The U.S. government has implemented policies like the Solar Energy Manufacturing for America Act to support American solar manufacturing. This act provides tax credits for companies that manufacture solar panels and components in the U.S. There are also initiatives at the state level. For example, New York state committed over $400 million in investments for solar manufacturing facilities.

Experts predict U.S. solar manufacturing capacity to grow substantially in the coming years. The Solar Energy Industry Association estimates that solar panels made in America could quadruple from 2020 to 2023. Government support and competitive incentives are making the U.S. more attractive for solar manufacturing.


The U.S. Department of Energy funds solar energy research through the Solar Energy Technologies Office (SETO) to drive continued advancement and innovation in solar technologies. SETO invests in early-stage research and development to improve the affordability, reliability, and performance of solar technologies on the grid. According to SETO, their funding priorities for solar R&D include improving photovoltaics, concentrating solar-thermal power, systems integration, and manufacturing technologies.
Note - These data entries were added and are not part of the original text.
PR #409, opened 2026-09-02
Collect executable mprotect attempts at LSM hook

nicholasberlin:
Part 1 of 4 of the executable `mprotect()` event work, split out of #404 (which superseded #400) so each piece can be reviewed on its own. The stack, bottom-up, each PR based on the one before it:

1. this PR: core LSM event, private
4. #413 Go bindings

## Summary

Adds `QUARK_EV_MPROTECT` and `QQ_MPROTECT`. The eBPF probe reports each VMA that reaches the `security_file_mprotect` LSM hook with effective execute permission, carrying the previous, requested and kernel-adjusted effective protection (so `READ_IMPLIES_EXEC` is visible) plus backing-file identity (inode, dev). It covers `mprotect(2)`, `pkey_mprotect(2)` and compat callers. The hook runs before the change is committed, so an event is an attempt, not a completed change.

This PR is deliberately private in the `QQ_GETPID` sense: the flags exist in `quark.h`, marked experimental, so `t_mprotect` can drive the probe, but there is no `quark-mon` flag, manual page or CHANGES entry. Those land with the deduplication in #410, so `main` never carries a public, per-call noisy mprotect event. Measurements motivating the deduplication are in #410.

Rebuilt from #404 on top of the zeroed event buffer helper (#405); the fixed-size event uses `get_zeroed_event_buffer()` like the other fixed-size events. `QQ_MPROTECT` takes bit 15, freed by the `QQ_MONOTONIC` removal.

## Tests

`t_mprotect` (ebpf backend): non-executable protections and a rejected unaligned call must not emit; the four anonymous RW→{X, RX, WX, RWX} transitions each emit exactly once with the expected previous, requested and effective protection; the file-backed event carries the inode and dev of `/proc/self/exe`; `pkey_mprotect` is observed through the same hook. Passes locally on Ubuntu 6.8 (fentry).

### DIFF
--- a/elastic-ebpf/GPL/Events/Process/Probe.bpf.c
+++ b/elastic-ebpf/GPL/Events/Process/Probe.bpf.c
@@ -514,10 +514,6 @@ static int security_file_mprotect__enter(struct vm_area_struct *vma,
     event->prev_prot       = prev_prot;
     event->req_prot        = req_prot;
     event->effective_prot  = effective_prot;
-    event->file_backed     = 0;
-    event->inode           = 0;
-    event->dev_major       = 0;
-    event->dev_minor       = 0;
 
     if (file) {
         event->file_backed = 1;
--- a/elastic-ebpf/GPL/Events/Process/Probe.bpf.c
+++ b/elastic-ebpf/GPL/Events/Process/Probe.bpf.c
@@ -25,6 +25,17 @@ DECL_FIELD_OFFSET(iov_iter, __iov);
 #define S_ISUID 0004000
 #define S_ISGID 0002000
 
+#define MPROTECT_PROT_READ  0x1
+#define MPROTECT_PROT_WRITE 0x2
+#define MPROTECT_PROT_EXEC  0x4
+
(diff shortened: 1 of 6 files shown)


elastic-ebpf/GPL/Events/Process/Probe.bpf.c
```diff
@@ -450,6 +461,116 @@ int BPF_KPROBE(kprobe__arch_ptrace,
...
+
+    event->vma_start       = BPF_CORE_READ(vma, vm_start);
+    event->vma_end         = BPF_CORE_READ(vma, vm_end);
+    event->prev_prot       = prev_prot;
+    event->req_prot        = req_prot;
+    event->effective_prot  = effective_prot;
+    event->file_backed     = 0;
+    event->inode           = 0;
+    event->dev_major       = 0;
+    event->dev_minor       = 0;
```
christos68k: We can skip these as the event buffer is zeroed.

```suggestion
```

christos68k (dismissed):
LGTM

christos68k (approved):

Major American universities are also advancing solar research through projects funded by SETO and other sources. For example, researchers at MIT are working on new materials and designs to improve solar cell efficiency, lower costs, and enhance reliability. The National Science Foundation has funded an Engineering Research Center for Quantum Energy and Sustainable Solar Technologies (QESST) led by Arizona State University along with MIT and other partners. QESST is focused on developing next-generation photovoltaics and improving grid integration. Overall, strong public and private investment in solar R&D will be essential for continued innovation and cost reductions.


The U.S. government has implemented various policies at the federal, state, and local levels to encourage the adoption of solar energy. Key federal policies include renewable portfolio standards, tax credits, loan guarantees, and grants.
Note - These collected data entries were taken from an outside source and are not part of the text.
PR #410, opened 2026-09-02
Deduplicate mprotect events per process life and make them public

nicholasberlin:
Part 2 of 4 of the executable `mprotect()` event work, split out of #404 (which superseded #400) so each piece can be reviewed on its own. The stack, bottom-up, each PR based on the one before it:

2. this PR: deduplicate per process life, make public (`quark-mon -u`, manual pages, CHANGES)
4. #413 Go bindings

## Summary

One event per unique protection transition per process life. An LRU map keyed by tgid holds a one-word bitmap of the 64 possible transitions: previous protection (3 bits), read/write bits of the effective new protection (2 bits, execute is always set by the time the dedup runs) and file-backedness (1 bit). The entry is created empty with `BPF_NOEXIST` so a racing thread can't clobber bits already set, and every transition then tests and sets its bit with a plain read-modify-write (an atomic or needs Linux 5.12 and `-mcpu=v3`). Best effort by design: two threads of one process racing on the same transition can both report, and any map failure reports, so the failure mode is a duplicate event, never a lost one. The entry is dropped on `execve` (new program image) and on process exit (tgid reuse), one delete each; LRU eviction is a safe backstop for the same reason.

The feature costs nothing when `QQ_MPROTECT` is off: the exec and exit bookkeeping sits behind a rodata flag the verifier prunes, and the map, declared with zero entries, is sized from userspace only when enabled (16384 processes, about 1 MB) and otherwise not created at all, following the pattern #407 set for the ring buffer.

With duplicates gone the event is fit for consumption, so this PR also makes it public: the experimental markers on `QQ_MPROTECT`/`QUARK_EV_MPROTECT` go away, `quark-mon` gets `-u`, `quark_queue_open(3)` and `quark_queue_get_event(3)` document the flag and event, and CHANGES gets its entry.

The second commit is @christos68k's simplification of the dedup (one word instead of two, no `-EEXIST` compare), cherry-picked from his draft branch.

## Measurements

Carried over from #404. From a harness that runs identical deterministic workloads on two identical Ubuntu 24.04 GCP VMs (this approach vs. the `sys_enter/exit_mprotect` tracepoint approach of #367):

| workload | executable attempts | events emitted (LSM hook + dedup) | events emitted (#367) |
|---|---|---|---|
| Firefox headless, 5 min deterministic browse | 24,922 | **1** (anon RW→X JIT signature) | 25,389 |
| node JIT workload | 34 | 4 | 34 |
| JVM JIT workload | 2 | 2 | 2 |
| file-backed/memfd/anon mprotect exerciser | 450 | 9 | 450 |

A throwaway instrumentation build also correlated every hook-side attempt with its syscall exit across all workloads: 100% of executable attempts seen at the LSM hook committed (e.g. Firefox 24,919/24,919 succeeded, 0 failed), so hook-side "attempt" events are not inflated by failing calls in practice.

## Tests

`t_mprotect`: a repeated RW→X transition on the same mapping must not re-emit (the file-backed event drained afterwards doubles as the sentinel), and the `pkey_mprotect` case now uses R→X so it is not deduplicated against the earlier RW→X. Passes locally on 6.8 (Ubuntu), 5.14 (RHEL 9.3) and 5.8.15 (Fedora 33), and the full suite passes on 6.8, which also covers the disabled path since every other ebpf test loads the exec and exit probes with the map not created.

### DIFF
--- a/elastic-ebpf/GPL/Events/Process/Probe.bpf.c
+++ b/elastic-ebpf/GPL/Events/Process/Probe.bpf.c
@@ -36,6 +36,92 @@ DECL_FIELD_OFFSET(iov_iter, __iov);
 #define MPROTECT_MINORBITS 20
 #define MPROTECT_MINORMASK ((1U << MPROTECT_MINORBITS) - 1)
 
+#ifndef EEXIST
+#define EEXIST 17 /* uapi asm-generic/errno-base.h; not carried by vmlinux.h */
+#endif
+
+// Set from userspace when QQ_MPROTECT is enabled. Everything that touches
+// mprotect_seen from the always loaded exec and exit probes is behind this
+// flag, so with the feature off the verifier prunes it and the map is not
+// even created.
+const volatile bool mprotect_enabled = false;
+
+/*
+ * Executable mprotect transitions already reported for a process life, one
+ * entry per tgid. A transition id packs the previous protection (3 bits), the
+ * effective new protection (3 bits) and whether the mapping is file backed
+ * (1 bit), so all 128 fit a two word bitmap. The entry is dropped when the
+ * process execs or dies (each program image starts fresh); LRU eviction is a
+ * safe backstop since an evicted entry only causes a duplicate event, never a
+ * lost one. Sized from userspace, see bpf_queue_open1().
+ */
+struct mprotect_seen_bits {
+    u64 bits[2];
+};
+
+struct {
+    __uint(type, BPF_MAP_TYPE_LRU_HASH);
+    __type(key, u32);
+    __type(value, struct mprotect_seen_bits);
+    __uint(max_entries, 0);
+} mprotect_seen SEC(".maps");
+
+static u32 mprotect_transition_id(u64 prev_prot, u64 effective_prot, u64 file_backed)
+{
+    return ((prev_prot & 0x7) << 4) | ((effective_prot & 0x7) << 1) | (file_backed & 0x1);
+}
+
+// Returns true if the transition was already reported for this process life.
+// The first transition of a life creates the entry with BPF_NOEXIST so
+// concurrent threads racing for it get exactly one winner. Only a confirmed
+// "already reported" suppresses -- any other failure reports, so the failure
+// mode is a duplicate event, never a lost one.
+static bool mprotect_seen__test_and_set(u32 tgid, u32 id)
+{
+    u32 word = (id >> 6) & 1;
+    u64 bit  = 1ULL << (id & 63);
+
+    struct mprotect_seen_bits *seen = bpf_map_lookup_elem(&mprotect_seen, &tgid);
+    if (seen == NULL) {
+        // Constant stack offsets on purpose: indexing the stack copy by word
+        // is a variable offset stack access, which kernels before 5.13 reject.
+        struct mprotect_seen_bits fresh = {
+            .bits = { word ? 0 : bit, word ? bit : 0 },
+        };
+
+        // Compare in 32 bits: with the JIT enabled, the verifier rewrites map
+        // helper calls into direct calls to the map ops (fixup_bpf_calls), and
+        // those returned int until Linux 6.4 (d7ba4cc900bf), leaving a
+        // zero-extended 32-bit value in r0 on older kernels. A 64-bit compare
+        // against -EEXIST never matches there. Ordinary helpers return through
+        // a u64 wrapper and are sign-extended correctly; only map helpers need
+        // this.
+        if ((int)bpf_map_update_elem(&mprotect_seen, &tgid, &fresh, BPF_NOEXIST) != -EEXIST)
+            return false;
+        // Lost the race for the entry, test the bit in the winner's.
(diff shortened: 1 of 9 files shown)


elastic-ebpf/GPL/Events/Process/Probe.bpf.c
```diff
@@ -36,6 +36,44 @@ DECL_FIELD_OFFSET(iov_iter, __iov);
...
+ * mapping is file backed (1 bit), so at most 128 entries per process. Entries
+ * are cleared when the process execs or dies (each program image starts
+ * fresh); LRU eviction is a safe backstop since an evicted entry only causes
+ * a duplicate event, never a lost one.
+ */
+struct {
+    __uint(type, BPF_MAP_TYPE_LRU_HASH);
+    __type(key, u64);
+    __type(value, u8);
+    __uint(max_entries, 65536);
```
christos68k: Since this feature is optional, we can set the map size to zero and only allocate at map-load time if we enable the probes. That way we don't pay the memory cost which here would be a few MB.


```suggestion
    __uint(max_entries, 0);
```

elastic-ebpf/GPL/Events/Process/Probe.bpf.c
```diff
@@ -36,6 +36,44 @@ DECL_FIELD_OFFSET(iov_iter, __iov);
...
+{
+    u64 id = ((prev_prot & 0x7) << 4) | ((effective_prot & 0x7) << 1) | (file_backed & 0x1);
+    return ((u64)tgid << 8) | id;
+}
+
+static void mprotect_seen__clear(u32 tgid)
+{
+    u64 base = (u64)tgid << 8;
+
+    for (u32 i = 0; i < MPROTECT_TRANSITION_MAX; i++) {
```
christos68k: We'll pay this map_delete*128 cost twice per process execution, even if the probes are not loaded which adds latency to each process exec. We can do better here, some options:

1. Add a bool flag (e.g. `mprotect_enabled`) in BPF `rodata` that we set from userspace. Then any logic that exists in a branch on that flag that's not taken can be removed by the verifier so there's no runtime cost at all if mprotect isn't enabled. That's what we do in the profiler (see [here](https://github.com/open-telemetry/opentelemetry-ebpf-profiler/blob/069c1e2ad85e8323aa75f0b10447f90bf8b5d5d0/support/ebpf/native_stack_trace.ebpf.c#L6-L28) and [here](https://github.com/open-telemetry/opentelemetry-ebpf-profiler/blob/069c1e2ad85e8323aa75f0b10447f90bf8b5d5d0/tracer/systemconfig.go#L566)). Quark is using libbpf so maybe the mechanism to do this is different but should still be possible.
2. Store the 128 possible values as a bitmap composed of two contatenated 64bit integers. Then clearing the process state is one delete op instead of 128. There's [__sync_fetch_and_or](https://docs.ebpf.io/linux/concepts/concurrency/) on 5.12+, here we'd need a racy fallback that reads, tests and writes the full value. Maybe concurrent writes are not problem as the event wouldn't be dropped (just opens possibility of future duplicate).
3. Add a globally unique process lifetime id to the key (e.g. https://github.com/elastic/quark/blob/12dc26dbd37cf90d8eced342c5ff1949b004eeee/elastic-ebpf/GPL/Events/Helpers.h#L273) and let the LRU expire the entry.
4. ~Do batch deletes in userspace (adds races, not possible on older kernels, mentioning this for posterity and it's also something we do on the profiler)~

nicholasberlin: went with options 1 and 2 combined. thanks!

commit: https://github.com/elastic/quark/pull/410/commits/b3f9417f3973219cddf7352dcfb6211156a5e890
compare link: compare link : https://github.com/elastic/quark/compare/12dc26dbd37cf90d8eced342c5ff1949b004eeee..b3f9417f3973219cddf7352dcfb6211156a5e890

elastic-ebpf/GPL/Events/Process/Probe.bpf.c
nicholasberlin: Done, and a bit further.
commit: https://github.com/elastic/quark/pull/410/commits/b3f9417f3973219cddf7352dcfb6211156a5e890.
compare link : https://github.com/elastic/quark/compare/12dc26dbd37cf90d8eced342c5ff1949b004eeee..b3f9417f3973219cddf7352dcfb6211156a5e890

The map is now declared with `max_entries 0` and set in `bpf_queue_open1()` when `QQ_MPROTECT` is set.

Further, when the flag is off we call `bpf_map__set_autocreate(map, false)`, which stops the map from being created at all. The exec and fork probes only access the map if the rodata flag (from your comment below) is set, so no worries there.

The map's key->value changed to tgid->128 bits value, so the max entries was reduced to 16K. 16K concurrent process adding X via mprotect feels like enough to me. Agreed?

christos68k (approved):
Thanks, LGTM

The federal government has set a goal for federal agencies to consume at least 7.5% of electricity from renewable sources under the Energy Policy Act of 2005 (source). The investment tax credit (ITC) offers a 26% tax credit for installing residential and commercial solar systems that will be reduced to 22% in 2023 and 10% in 2024 (source).

Many U.S. states offer additional incentives for solar installation such as rebates, property tax exemptions, renewable portfolio standards, and net metering policies. For example, California requires utilities to source 60% of their electricity from renewables by 2030 (source).

Future Outlook

The future looks bright for solar energy in the United States. According to projections by the U.S. Energy Information Administration, the country will generate 14% more electricity from solar energy than from hydroelectric facilities in 2024 [1]. Looking further ahead, the Solar Futures Study by the National Renewable Energy Laboratory finds that solar energy could power about 14% of transportation end uses by 2050 [2]. This growth will be driven by continuing cost reductions and performance improvements in both photovoltaic and concentrating solar power technologies.

Experts at MIT predict that by 2030, solar photovoltaics and concentrated solar power will comprise 10% of the worldwide electricity capacity, up from just 2% today [3]. To achieve higher penetration rates, researchers are working on new materials, system designs, and manufacturing processes to increase solar cell efficiency and lower costs. Key areas of innovation include perovskite solar cells, tandem cells, solar fuels, and integrated PV-battery systems.

With supportive policies and sustained research funding, solar energy is poised to be a major pillar of the future renewable electricity system in the United States.